As nations across the world struggle to contain the pandemic that has already overburdened even the world’s most advanced healthcare infrastructures, the severity of the impending catastrophe has seemingly not been understood in the South Asian subcontinent where the faithful continue to throng mosques and temples.
The Muslim world is at the crossroads of choosing between religious bigotry opposing the closure of mosques and the health and survival of fellow humans.
According to Maulana Masroor Abbas Ansari, there is precedence in Islam to save lives and that clerics must consult those who are experts in the field, in this case the medical experts.
“Just as people consult clerics and scholars in matters of religion, clerics must consult medical experts in the current situation as they are the experts in the field”, Ansari who heads Ittehadul Muslimeen said. “We have directions [from Islamic injunctions] to save lives. But when do we implement those directions is to be decided by medical experts. Just as Islam permits an individual to abstain from fasting if it is harmful to him or her but only after medical experts recommend so”.
We have directions [from Islamic injunctions] to save lives. But when do we implement those directions is to be decided by medical experts. Just as Islam permits an individual to abstain from fasting if it is harmful to him or her but only after medical experts recommend so”.
However, he pointed out, no medical expert was present in the meeting held by the Mutahida Majlis-e-Ulema. At the meeting, Ansari said he argued against gatherings at mosques. “In the current situation the advisories for precaution and the Muslim way of prayer were incompatible”, said Ansari adding Allah values the intentions of a person and understands his or her compulsions. “It doesn’t matter if you are going to the masjid for five or thirty minutes. If the isolation is ended and a gathering takes place, there is a danger. We argued the same reasons they gave for allowing [non-obligatory] prayers at home for the obligatory prayers”.

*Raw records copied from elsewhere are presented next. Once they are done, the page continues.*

PR #6990, opened 2016-11-09
blegat/SemidefiniteModel -> JuliaOpt/SemidefiniteModels

blegat:
blegat/SemidefiniteModel -> JuliaOpt/SemidefiniteModels


SemidefiniteModel/url
```diff
@@ -1 +0,0 @@
-git://github.com/blegat/SemidefiniteModel.jl.git
```
tkelman: Deleting this is going to cause nasty errors if anyone has installed the package in the day it's been registered. Best to leave this in place, even if it won't be the name going forward.

tkelman: Basically SemidefiniteModel can be left registered with the existing tag and url file, the github redirect will still work but new tags will be under the new name. That's what happened when React.jl was renamed to Reactive.

blegat: Done :)

PR #6995, opened 2016-11-10
Tag StaticArrays v0.1.0 [https://github.com/JuliaArrays/StaticArrays.jl]

andyferris:


StaticArrays/versions/0.1.0/requires
```diff
@@ -0,0 +1 @@
+julia 0.5-
```
tkelman: as soon as you don't need to support prereleases any more, drop the trailing dash

PR #7222, opened 2016-12-07
Register CSDP [https://github.com/JuliaOpt/CSDP.jl]

blegat:


tkelman:
You should not be downloading master of an external resource in your build.jl file. That can work one day, then change and stop working in the future. Use a tag or sha.

Don't use Pkg.dir to refer to a package's location, use `dirname(@__FILE__)`.

blegat:
@tkelman Thanks for the suggestions, that is fixed now ! :)

CSDP/versions/0.0.1/requires
```diff
@@ -0,0 +1,5 @@
+julia 0.5
+BinDeps
+Glob
+MathProgBase
```
mlubin: You should have tight lower and upper bounds on the MathProgBase dependency to avoid breakage if we make changes to the API (see other solver packages).

blegat: Thanks, this is fixed :)

PR #7224, opened 2016-12-07
Tag ForwardDiff v0.3.3 [https://github.com/JuliaDiff/ForwardDiff.jl]

jrevels:
This should hopefully fix the `UndefVarError` Tony mentioned [here](https://github.com/JuliaLang/METADATA.jl/pull/7204#issuecomment-265333768). I haven't yet tried Turing.jl's tests locally, though.


jrevels:
I've confirmed that this fixes the specific test failure reported in Turing.jl, but I can't run all their tests because I'm getting errors when building the package (I think my source builds of Julia don't have [the requisite header files Turing.jl is looking for](https://github.com/yebai/Turing.jl/tree/v0.1.0#1-install-julia)).

PR #7230, opened 2016-12-07
Tag Optim v0.7.0 [https://github.com/JuliaOpt/Optim.jl]

pkofod:
Optim is currently keeping ForwardDiff back.


tkelman:
This broke several downstream packages - see 0.4 and 0.5 changes at http://pkg.julialang.org/pulse.html

pkofod:
Thanks for always keeping an eye on the quality. I'm on mobile, but the only error I could see was in dsge, and I warned the community half a year ago that they should use the provided results getter functions and that direct field access was at own risk. This time around I pulled the lever for good and changed the field names to match the common usage of the word minimum. It was a minor tag as well, so breaking changes should be expected. The rest I optim related stuff I saw was deprecation warnings except the lsqfit error that I've filed a pr to fix. I'll have a closer look when I have time .

tkelman:
I haven't checked every single regression there either, but some may also be interactions with recent ForwardDiff tags. I can file issues letting these downstream authors know, but may be more effective if you or @jrevels are able to take a look and say what might need changing.

pkofod:
> I haven't checked every single regression there either, but some may also be interactions with recent ForwardDiff tags. I can file issues letting these downstream authors know, but may be more effective if you or @jrevels are able to take a look and say what might need changing.

Sure, and thanks again for mentioning it. I don't really have the total picture of how Optim is used out in the wild! I'll go through the logs to check.

pkofod:
https://github.com/FRBNY-DSGE/DSGE.jl/pull/9
https://github.com/STOR-i/GaussianProcesses.jl/commit/135a1bf6d83dc28afd25c9a186df945fcc3f5057
https://github.com/JuliaStats/KernelDensity.jl/pull/40

and then there's some lsqfit-problem floating around which could be related to the code migration from optim to lsqfit. Will have a look later.

PR #7231, opened 2016-12-08
Pull request/a14099ef

dehann:


tkelman:
Are you sure you want to register a version of RoME that supports 0.4 but is immediately followed by a version that doesn't? It may be better to start with only registering the 0.5-only version.

dehann:
Hi @tkelman, thanks let me redo these tags then. I have been trying to avoid redoing tags, but alas!

tkelman:
Could just revert that commit and not register the 0.0.1 tag

dehann:
Thanks, I have already deleted the tags and decided to do more code refactoring. This drops 0.4 support in favor of Julia 1.0 readability. Once the #7241 is merged I will do a new pull request to bring in changes relating to these packages.

PR #7235, opened 2016-12-08
Pull request/bbca88b7

sylvaticus:
New package OdsIO with functions for reading OpenDocument Spreadsheet (.ods) files (already working and documented) and for writing (planned for February) using the python ezodf module.

PR #7236, opened 2016-12-08
Pull request/6aea31e4

sylvaticus:
Now I am pretty lost :-/
Following documentation http://docs.julialang.org/en/release-0.5/manual/packages/ I did tagged my repo.


sylvaticus:
For what I understood you should change the documentation about writing packages (http://docs.julialang.org/en/release-0.5/manual/packages/) to specify first PkgDev.tag("FooBar") and then PkgDev.publish().

ararslan:
You'll want to remove the FooTest commit as I outlined here: https://github.com/JuliaLang/METADATA.jl/pull/7235#issuecomment-265807615

sylvaticus:
Hello, thank you very much. I think I done what you suggested in https://github.com/JuliaLang/METADATA.jl/pull/7235#issuecomment-265807615

tkelman:
Be aware that conditional dependencies as you've done in a try catch are generally unreliable and a bad idea, and they do not interact well with precompilation.

sylvaticus:
Thank you tkelman, do you refer to the `using DataFrames` only or also to the `@pyimport ezodf` one?

I was thinking that it (they) could be a problem, so I commented out the precompile statement.. after all the module is very small.
Do you suggest instead I should get rid of it (them) ?

sylvaticus:
I removed the conditional dependency on DataFrames and rather added it to REQUIRE.

aviks:
Is this ready to go?

tkelman:
it'll need a new tag to pick up the change in thr dataframes dependency, but that can be a new tag pr after registration

PR #7243, opened 2016-12-09
Pull request/ad57a173

montyvesselinov:
Switching to Optim 0.7


tkelman:
contained in #7248. it would be preferable if you could check out a new branch from upstream metadata-v2 before tagging separate packages

andreasnoack:
@tkelman Sorry. Your comment only showed up when I merged.

tkelman:
you should be squash merging here.

PR #7249, opened 2016-12-10
Tag SingularIntegralEquations v0.2.1

dlfivefifty:
Support for ApproxFun v0.4.1


tkelman:
Patch releases really shouldn't include breaking changes.

dlfivefifty:
Sorry, I just wanted to update the syntax before dropping 0.4 support (so that the usage is consistence). The syntax of ApproxFun should be stable now and so it shouldn't happen again.

dlfivefifty:
In any case, this package uses internal features of ApproxFun, so will likely continue to need to be limited to specific patch releases.

aviks:
@dlfivefifty did you want to get this merged in it's current form? Sorry, did not understand the result of the above conversation.

dlfivefifty:
@aviks Yes please.  @tkelman's complaint applies to ApproxFun.jl, not SingularIntegralEquations.jl, which has already been tagged and merged.

aviks:
Gottit, thanks. @tkelman thoughts?

PR #7250, opened 2016-12-10
Bump solvers

mlubin:
Fixes some fallout from https://github.com/JuliaLang/julia/pull/15850


Cbc/versions/0.3.0/requires
```diff
@@ -0,0 +1,5 @@
+julia 0.5
+BinDeps
+MathProgBase 0.5.5 0.6
+@osx Homebrew
+@windows WinRPM
```
tkelman: still using Compat in deps/build.jl so it still needs to be listed here

ECOS/versions/0.7.0/requires
```diff
@@ -0,0 +1,4 @@
+julia 0.5
+BinDeps
+MathProgBase 0.5 0.6
+@osx Homebrew
```
tkelman: same here

tkelman:
Ipopt needs an 0.4-supporting tag that passes its tests, the current release does not.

However, the broader consensus in Kashmiri society seems to be in favour of taking precautions to stem any possibility of the spread of the disease fearing the Valley’s health infrastructure would crumble within days if not hours.
For now in Kashmir, devotees have disappeared from the shrines where khadims would sprinkle on them rose water from ornate ittar-dhaans. Instead now municipal workers spray chemical disinfectants from steel tanks perched on their backs. It is as dystopian as it can get in the land of the Sufis. However, there is some silver lining in that we still have only one COVID-19 positive case. And if we strictly practice social distancing we certainly can prevent the virus from taking hold in our society.